WORK ITEM
Scan the data beneath this task and copy each line that includes "core".

--------------------------------

PR #6235, opened 2025-08-07
FOEPD-1787 Add target-view utility for operators

swheaton:

Target-view means giving the operator user the choice of what the operator operates _on_: full dataset, current view, selections, etc.

This is an extremely common pattern in [existing plugins](https://github.com/voxel51/fiftyone-plugins) but is often very repetitious code. This PR adds a standardized target view utility for the operator author to utilize.
- Add `input_utils.resolve_target_view_inputs()` which creates and returns the input selection widget (if multiple choices exist) that the operator can use in its `resolve_inputs()` function to offer the user the target view choice.
- Expand `ExecutionContext.target_view()` to cover all the cases

See prior draft proposal: https://github.com/voxel51/fiftyone-teams/pull/1778

Added unit tests for `ExecutionContext.target_view` and the input utility.
Made compute metadata (upcoming PR) use this utility and then tested that it worked the same as it did before.

        notes for FiftyOne users.

Added a standardized target-view utility to the operator development toolkit.

-   [ ] Other


fiftyone/operators/input_utils.py
```diff
@@ -0,0 +1,244 @@
...
+    )
+    selected_samples_description = selected_samples_description or (
+        f"{action_description} only the selected samples"
+    )
+    selected_labels_description = selected_labels_description or (
+        f"{action_description} only the selected labels"
+    )
+
+    # Determine which target views are available
+    has_base_view = isinstance(ctx.view, fop.PatchesView)
```
kaixi-wang: Since this is a general util function, do frames and clips views also need to be handled?

fiftyone/operators/input_utils.py
```diff
@@ -0,0 +1,244 @@
...
+    selected_labels_label="Selected labels",
+    selected_labels_description=None,
+):
+    """Creates and resolves a target view input for an operator.
+
+    This function adds an enum input to the provided ``inputs`` object that
+    allows the user to select which view to process. The available choices
+    depend on the current context and the provided flags.
+
+    The choices include:
```
kaixi-wang: What about saved view?

fiftyone/operators/input_utils.py
```diff
@@ -0,0 +1,244 @@
...
+    - Entire dataset (if the operator supports patches views, this is the
+        base view)
```
kaixi-wang: I don't think base view is common knowledge/self explanatory

fiftyone/operators/input_utils.py
swheaton: like on any saved view? if you have it loaded already it would work with CURRENT_VIEW. allowing a selection of saved view would be more advanced than this is intended to be

fiftyone/operators/input_utils.py
swheaton: Honestly I got the base view aspect from BMoore's suggestion on my previous draft PR. I did not know enough about what a user would expect, to make decisions about frames/clips/etc., so I copied the patches only.
https://github.com/voxel51/fiftyone-teams/pull/1778#pullrequestreview-3082219041

fiftyone/operators/input_utils.py
swheaton: Ok will add a bit of explainer

fiftyone/operators/input_utils.py
swheaton: Ok yes I did not look too much into it but you are right, I will add these cases.

fiftyone/operators/input_utils.py
```diff
@@ -0,0 +1,244 @@
...
+    base_view_description=None,
+    current_view_label="Current view",
+    current_view_description=None,
+    dataset_view_label="Dataset",
+    dataset_view_description=None,
+    selected_samples_label="Selected samples",
+    selected_samples_description=None,
+    selected_labels_label="Selected labels",
+    selected_labels_description=None,
+):
```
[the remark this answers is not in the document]
swheaton: I like that. Working on this change

fiftyone/operators/input_utils.py
```diff
@@ -0,0 +1,251 @@
...
+            def config(self):
+                return foo.OperatorConfig(
+                    name="target_view_operator",
+                    label="Testing Target View Operator",
+                    dynamic=True,
+                )
+
+            def resolve_inputs(self, ctx):
+                inputs = types.Object()
+                target_view = foo.input_utils.resolve_target_view_inputs(
```
brimoor: Can you remove `input_utils` from the docstring here?

My goal is that everything user-facing should be in the main `fiftyone` namespace, or in a `fiftyone.XXX` namespace if it pertains to a specific feature (like operators here), but never deeper than one-level.

So I'm glad that you added `resolve_target_view_inputs()` to the `fiftyone.operators` namespace, because we indeed intend users to use it 😄

fiftyone/operators/input_utils.py
```diff
@@ -0,0 +1,251 @@
...
+
+    The choices include:
+    - Entire dataset (if the current view is not a generated view)
+    - Base view (if the current view is a generated view such as
+        :class:`fiftyone.core.clips.ClipsView`, :class:`fiftyone.core.video.FramesView`,
+        or :class:`fiftyone.core.patches.PatchesView`), which is the semantic
+        equivalent of "entire dataset" for these views. The base view is the
+        view from which the generated view was created. For example,
+        ``dataset.limit(51).to_frames("ground_truth").limit(10)`` has a base
+        view of ``dataset.limit(51)``.
```
brimoor: The base view is actually `dataset.limit(51).to_frames("ground_truth")` in this example. It contains all the stuff *after* the generated view stage is applied but before any additional stages.

EG: if an operator is being applied to patches, it doesn't make sense for the user to apply it to something that's *not* a patches view.

fiftyone/operators/input_utils.py
```diff
@@ -0,0 +1,251 @@
...
+):
+    """Creates and resolves a target view input for an operator.
+
+    This function adds an enum input to the provided ``inputs`` object that
+    allows the user to select which view to process. The available choices
+    depend on the current context and the provided flags.
+
+    The choices include:
+    - Entire dataset (if the current view is not a generated view)
+    - Base view (if the current view is a generated view such as
```
brimoor: Can you build the docs locally and ensure that this renders correctly as a bulleted list? I think you _might_ need to add an empty line above the first bullet and potentially adjust the indentation of multiline bullets.

fiftyone/operators/input_utils.py
```diff
@@ -0,0 +1,251 @@
...
+        or has_selected_samples
+        or has_selected_labels
+        or allow_dataset_view
+    ):
+        target_choices = types.RadioGroup(orientation="horizontal")
+
+        if has_base_view:
+            # If the view is generated (clips, frames, patches, etc.), then the
+            # equivalent semantics of "entire dataset" is to process all
+            # patches in the base view
```
brimoor: nit: "samples" not "patches"

fiftyone/operators/executor.py
```diff
@@ -615,11 +617,20 @@ def target_view(self, param_name="view_target"):
...
+            return self.view
+        if target == constants.ViewTarget.DATASET:
             return self.dataset
+        if target == constants.ViewTarget.BASE_VIEW:
+            return self.view._base_view
+        if target == constants.ViewTarget.SELECTED_SAMPLES:
+            return self.view.select(self.selected)
+        if target == constants.ViewTarget.SELECTED_LABELS:
+            return self.view.select_labels(self.selected_labels)
+        if target == constants.ViewTarget.DATASET_VIEW:
```
brimoor, line 640: I can't think of a use case for `DATASET_VIEW`, did you have one in mind? I tend to think that `CURRENT_VIEW` and `DATASET` should suffice. 

FWIW, when I read this, I found "current view" vs "dataset view" confusing, so if we don't need it I'd recommend deleting it.

fiftyone/operators/input_utils.py
```diff
@@ -0,0 +1,251 @@
...
+    via ``ctx.target_view()``.
+
+    The target view descriptions are generated based on the provided
+    ``action_description`` and the various description parameters. If a
+    description parameter is not ``None``, it will be used as the description
+    for the corresponding target view choice. Otherwise, a default description
+    will be generated such as f"{action_description} the entire dataset".
+
+
+    Examples::
```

--------------------------------

ANSWER BOX
+        :class:`fiftyone.core.clips.ClipsView`, :class:`fiftyone.core.video.FramesView`,
+        or :class:`fiftyone.core.patches.PatchesView`), which is the semantic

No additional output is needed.